PR #6797, opened 2022-10-19
[Nova] Migrate Linux CPU job to Generic Job

osalpekar:
Migrating the Linux CPU Testing job to the Generic Linux Job format that will be used long-term for CI jobs.

### DIFF
--- a/.github/workflows/test-linux-cpu.yml
+++ b/.github/workflows/test-linux-cpu.yml
@@ -18,10 +18,6 @@ jobs:
     steps:
       - name: Checkout repository
         uses: actions/checkout@v2
-      - name: Set Channel
-        if: ${{ (github.event_name == 'pull_request' && startsWith(github.base_ref, 'release')) || startsWith(github.ref, 'refs/heads/release') }}
-        run: |
-          echo "CHANNEL=test" >> "$GITHUB_ENV"
   tests:
     strategy:
       matrix:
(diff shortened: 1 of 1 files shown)


.github/workflows/test-linux-cpu.yml
```diff
@@ -13,58 +13,50 @@ env:
   CHANNEL: "nightly"
 
 jobs:
+  setup:
```
seemethere, line 16: Do we still need this `setup` job?

.github/workflows/test-linux-cpu.yml
```diff
@@ -13,58 +13,50 @@ env:
...
-          ${CONDA_RUN} python3 -m pytest --junitxml=test-results/junit.xml -v --durations 20
-          conda env remove -p ${ENV_NAME}
+        # Set up Environment Variables
+        export ENV_NAME=conda-env-"${{ github.run_id }}"
+        export PYTHON_VERSION="${{ matrix.py_vers }}"
+        export VERSION="cpu"
+        export CUDATOOLKIT="cpuonly"
+
+        # Set CHANNEL
+        if [[${{ (github.event_name == 'pull_request' && startsWith(github.base_ref, 'release')) || startsWith(github.ref, 'refs/heads/release') }} ]]; then
```
seemethere, line 40: These should actually be available as regular environment variables so it might be better to use those instead, see: https://docs.github.com/en/actions/learn-github-actions/environment-variables

.github/workflows/test-linux-cpu.yml
```diff
@@ -13,58 +13,50 @@ env:
...
+          export CHANNEL=test
+        else
+          export CHANNEL=nightly
+        fi
+
+        # Create Conda Env
+        conda create -yp "${ENV_NAME}" python="${PYTHON_VERSION}" numpy libpng jpeg scipy
+        export CONDA_RUN="conda run -p ${ENV_NAME}"
```
seemethere, line 48: You actually don't necessarily need to do this, you can just do a `conda activate` and run regular conda commands in this

seemethere (commented):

•••••

Exactly reproduce all of the entries.

PR #6797, opened 2022-10-19
[Nova] Migrate Linux CPU job to Generic Job

osalpekar:
Migrating the Linux CPU Testing job to the Generic Linux Job format that will be used long-term for CI jobs.

### DIFF
--- a/.github/workflows/test-linux-cpu.yml
+++ b/.github/workflows/test-linux-cpu.yml
@@ -18,10 +18,6 @@ jobs:
     steps:
       - name: Checkout repository
         uses: actions/checkout@v2
-      - name: Set Channel
-        if: ${{ (github.event_name == 'pull_request' && startsWith(github.base_ref, 'release')) || startsWith(github.ref, 'refs/heads/release') }}
-        run: |
-          echo "CHANNEL=test" >> "$GITHUB_ENV"
   tests:
     strategy:
       matrix:
(diff shortened: 1 of 1 files shown)


.github/workflows/test-linux-cpu.yml
```diff
@@ -13,58 +13,50 @@ env:
   CHANNEL: "nightly"
 
 jobs:
+  setup:
```
seemethere, line 16: Do we still need this `setup` job?

.github/workflows/test-linux-cpu.yml
```diff
@@ -13,58 +13,50 @@ env:
...
-          ${CONDA_RUN} python3 -m pytest --junitxml=test-results/junit.xml -v --durations 20
-          conda env remove -p ${ENV_NAME}
+        # Set up Environment Variables
+        export ENV_NAME=conda-env-"${{ github.run_id }}"
+        export PYTHON_VERSION="${{ matrix.py_vers }}"
+        export VERSION="cpu"
+        export CUDATOOLKIT="cpuonly"
+
+        # Set CHANNEL
+        if [[${{ (github.event_name == 'pull_request' && startsWith(github.base_ref, 'release')) || startsWith(github.ref, 'refs/heads/release') }} ]]; then
```
seemethere, line 40: These should actually be available as regular environment variables so it might be better to use those instead, see: https://docs.github.com/en/actions/learn-github-actions/environment-variables

.github/workflows/test-linux-cpu.yml
```diff
@@ -13,58 +13,50 @@ env:
...
+          export CHANNEL=test
+        else
+          export CHANNEL=nightly
+        fi
+
+        # Create Conda Env
+        conda create -yp "${ENV_NAME}" python="${PYTHON_VERSION}" numpy libpng jpeg scipy
+        export CONDA_RUN="conda run -p ${ENV_NAME}"
```
seemethere, line 48: You actually don't necessarily need to do this, you can just do a `conda activate` and run regular conda commands in this

seemethere (commented):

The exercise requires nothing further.